Biomechanical Stability of a Cross-Rod Connection with a Pedicle Screw System

BACKGROUND: Surgery with pedicle screw instrumentation does not provide sufficient torsional stability. This leads to pseudoarthrosis, loosening of the pedicle screws, and, ultimately, implant failure. MATERIAL/METHODS: Functional spinal units from 18 deer were evaluated using a 6-axis material testing machine. As specimen models, we prepared an intact model, a damaged model, a cross-rod model, and a cross-link model. We measured the range of motion (ROM) during bending and rotation tests. RESULTS: The range of motions of cross-rod model were almost equal to those of cross-link model during the bending test.
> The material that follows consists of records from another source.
Issue #2294, opened 2023-12-15
use of mct_mod is deprecated 


jedwards4b:
And must be removed prior to CESM3.
https://github.com/ESCOMP/CTSM/blob/master/lilac/src/lilac_mod.F90#L11

jedwards4b:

In the rotation test, the average ranges of motion of the intact, cross-rod, and cross-link models were 2.9°, 3.1°, and 3.9° during right rotation and 2.9°, 3.1°, and 4.1° during left rotation, respectively. The range of motions of the cross-rod model were significantly smaller than those of the cross-link model during the rotation test. The range of motions of the intact model were significantly smaller than those of the cross-link model during the rotation test, but there were no statistically significant differences between the range of motions of intact model and cross-rod model during the rotation test. CONCLUSIONS: The stability of spinal fixation such as cross-rod model is equal to the fixation using the pedicle screw system during bending tests and equal to that of the intact spine during rotation tests.